PS: Melhor comentário: no próximo Oscar todos os participantes deverão mandar uma lista de suas condições médicas atuais assinada pelo médico assim como uma relação de piadas que aprovam para serem contadas sobre si mesmos. Tudo isso para evitar ferir as almas sensíveis de milionários e demais canalhas presentes
Se Will Smith fosse branco, o mundo estaria dizendo “Mas pra que isso? Ele já pediu desculpas! O que mais vocês querem?”

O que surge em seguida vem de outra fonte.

PR #1157, opened 2024-07-11
chore: update vitepress

0xpatrickdev:
## Description

Update vitepress to the latest version and fix a style regression by moving local css variable overrides to `styles.css`

### DIFF
--- a/package.json
+++ b/package.json
@@ -71,7 +71,7 @@
     "prettier": "^1.19.1",
     "ses": "^0.18.8",
     "stylus": "^0.62.0",
-    "vitepress": "1.0.1"
+    "vitepress": "1.3.0"
   },
   "globals": {
     "harden": "readonly"
--- a/package.json
+++ b/package.json
@@ -18,6 +18,7 @@
     "lint": "eslint 'snippets/**/*.js'",
     "build": "exit 0"
   },
+  "packageManager": "yarn@1.22.22",
   "repository": {
     "type": "git",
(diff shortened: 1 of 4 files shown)


package.json
```diff
@@ -70,7 +71,7 @@
     "prettier": "^1.19.1",
     "ses": "^0.18.8",
     "stylus": "^0.62.0",
-    "vitepress": "1.0.1"
+    "vitepress": "^1.3.0"
```
LuqiPan, line 74: _question_

Worth pinning vitepress to 1.3.0 exactly?

0xpatrickdev: I don't have a preference, but happy to do this

LuqiPan: The reason I was asking is because I noticed that previously with `^1.0.1`, our cloudflare build process would run `yarn install` which would install vitepress 1.3.0 instead. So I think pinning would give us better control and visibility on which version of vitepress we're running.

0xpatrickdev: Agree with your reasoning, amended to pin

package.json
```diff
@@ -18,6 +18,7 @@
     "lint": "eslint 'snippets/**/*.js'",
     "build": "exit 0"
   },
+  "packageManager": "yarn@1.22.22",
```
LuqiPan, line 21: Thanks for specifying yarn version too!

LuqiPan (approved):
LGTM

PR #1158, opened 2024-07-15
doc(orch): use `try-catch`, not `.then` and `.catch`

michaelfig:
Mixing `await` style with `.then` and `.catch` is sufficiently confusing to novice JS programmers.  Please take advantage of `try-catch` instead.


erights (approved):
Good! LGTM.

I had this same thought when looking at the recent vow `when` retry logic. Would this same guidance still apply there? (If you like to turn that cleanup into a PR as well, I'd be happy to review.)

michaelfig:
> I had this same thought when looking at the recent vow `when` retry logic. Would this same guidance still apply there? 

Absolutely!  Here's the PR that I just now tagged you in: Agoric/agoric-sdk#9731

PR #1171, opened 2024-08-13
fix: bad link in core-eval proposal section

amessbee:
Contract Installation link in https://docs.agoric.com/guides/coreeval/proposal.html
points to: 
https://docs.agoric.com/guides/zoe/#contract-installation

There is no discussion about contract installation on that page. It seems that intended page with the 
relevant section is: https://docs.agoric.com/guides/zoe/contract-walkthru.html

I am fixing the link.


mujahidkay (commented):
Can we also fix it on core eval page `main/guides/coreeval/index.md` ?

amessbee:
@mujahidkay good catch. Fixed that too.

mujahidkay (approved):

PR #1192, opened 2024-09-06
feature example apps code on homepage

dckc:
Based on today's hackathon debrief, the worked examples in dapp-offer-up and dapp-agoric-basics were key learning materials.

 - [rendered](https://8b203704.documentation-7tp.pages.dev/)

screenshot:
image

### DIFF
--- a/main/index.md
+++ b/main/index.md
@@ -13,8 +13,14 @@ hero:
       text: Get Started
       link: /guides/getting-started/
     - theme: alt
-      text: View on GitHub
-      link: https://github.com/agoric/agoric-sdk
+      text: 'App #1: Offer Safety'
+      link: https://github.com/Agoric/dapp-offer-up#readme
+    - theme: alt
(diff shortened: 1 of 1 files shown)


0xpatrickdev:
`Platform:sdk` doesn't seem like a good use of real estate since we have `github` in the main navbar, nor the existing "View on Github". I think the same can be said for the discord and twitter tiles.

App 1-3 seem like great candidates for tiles with a description. With Twitter and Discord tiles removed, we can rework `Tutorials` and `Build` to capture the paths you'd like to highlight. `Build` seems like the CTA for App #3 Orchestration, maybe we should reword the title.

I also suggest we link `🎻 Orchestration Tutorial` for the second button, which would link it a total of two times.

dckc:
@0xpatrickdev thanks for the feedback. I don't understand your suggestions well enough to make them happen. Here's hoping for a moment to discuss.

Issue #1183, opened 2024-08-31
issues rendering "ratio math" documentation page


tgrecojs:
I have observed an issue with the loading of the "ratio math" page within the documentation. Navigating to the ratio math page using embedded hyperlinks (shown in the video) or the documentation search feature leads to a page with no content displayed. However, manually reloading the page results in the content rendering correctly. It is unclear if this issue exists in other sections of the Zoe API documentation.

Não. Se ele fosse branco teria sido preso NA HORA. Como é negro conseguiu ficar lá e ainda receber um premio. Pior ainda: teve o direito de fazer o discurso mais ridículo e psicótico da história do Oscar. Fez isso, mas se fosse branco jamais conseguiria. Sabe por quê? Porque se Will Smith fosse preso na hora pela brutal agressão machista que encenou na frente de milhões de pessoas isso seria considerado “racismo”. Fosse ele branco, que desculpa haveria para não prendê-lo? Consegue perceber onde a blindagem nos leva?
Quer um exemplo? Kevin Spacey, um branco azedo e gay… passou as mãos nas coxas de um garoto há 20 anos. Ao ser descoberto – na esteira do MeToo – foi imediatamente cancelado, engavetado, exposto. Seu show de sucesso foi terminado. Carreira encerrada (há rumores que pode voltar). Como podemos justificar estas sanções sendo ele …. branco? Cara…. quando um negro esmurra outro negro e a gente debate racismo isso significa que qualquer fato (escolham e eu provo) pode nos levar a debater que a causa primeira foi o racismo, ou o machismo, a transfobia ou preconceito contra gays. Chama-se “visão em túnel”, ou perspectiva unívoca, que sempre oblitera a nossa razão.

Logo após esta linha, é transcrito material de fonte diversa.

Issue #945, opened 2024-02-01
normalize markdown formatting style


dckc:
vs-code keeps reformatting markdown files when I save them. I presume it's using prettier or the like. I could turn it off, I suppose, but perhaps it's better to set up tooling to do this uniformly?

kbennett2000:
I'm in favor of running all our code through something to make it look uniform, and I think prettier is what most folks are using? Anyway, the more consistent we can make things look to a new developer, the better IMO...

PR #1205, opened 2024-09-11
chore: normalize md formatting

mujahidkay:
Closes: https://github.com/Agoric/documentation/issues/945

### Description

 - Adds a prettier config for formatting md files
 - Adds a `lint:format` and `format` script for yarn
 - Adds CI for `lint:format`
 - Formats all markdown files


.husky/pre-commit
```diff
@@ -0,0 +1 @@
+npx lint-staged
```
dckc, line 1: `npx` involves runnnig code that's not verified against hashes in yarn.lock. Doing this in ci is a risk we do not usually take, I think.

package.json
```diff
@@ -11,7 +11,9 @@
     "test": "ava",
     "lint-fix": "yarn lint --fix",
     "lint": "eslint 'snippets/**/*.js'",
-    "build": "exit 0"
+    "format": "prettier --write '**/*.md' --config .prettierrc.json",
+    "build": "exit 0",
+    "prepare": "husky"
```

Se Will Smith fosse branco não seria protegido como foi. Seria algemado “on stage”!! E chamar a reação absurda, violenta, irracional que o Will Smith teve de “desproporcional” é como chamar a guerra do Vietnã como “uma ação desproporcional do exército imperialista”. Não, foi um massacre brutal e racista.
Foi crime o que Will Smith fez, e foi covardia, brutalidade e machismo. Todavia, nada do que se viu durante o ataque e depois disso pode ser chamado de racismo. Pelo contrário; como eu afirmo, sua cor o protegeu. Eu insisto: a cor salvou Will Smith de uma prisão em flagrante. Pela mesma razão, quando uma mulher comete um furto em uma loja seu gênero a protege de receber o tratamento que é dispensado aos moleques do sexo masculino que são pegos furtando. Pipocos e cascudos…
E veja… ninguém discute a existência perversa do racismo na sociedade americana e na brasileira – com suas variantes (nos estados Unidos os não brancos são 12% e aqui mais do que a metade do país). Entretanto, o racismo não pode ser uma redoma de proteção para qualquer ação criminosa na sociedade. O mesmo se pode dizer do machismo, porque a sociedade é muito mais complexa do que estas simplificações. A existência dessas chagas sociais não pode ser o escudo que protege as ações desses personagens.
Como eu sempre digo, existe um racismo que perpassa a cultura e determina nossas ações, e isso é fato. Por outro lado, existem as ações pessoais que devem ser analisadas nesta perspectiva.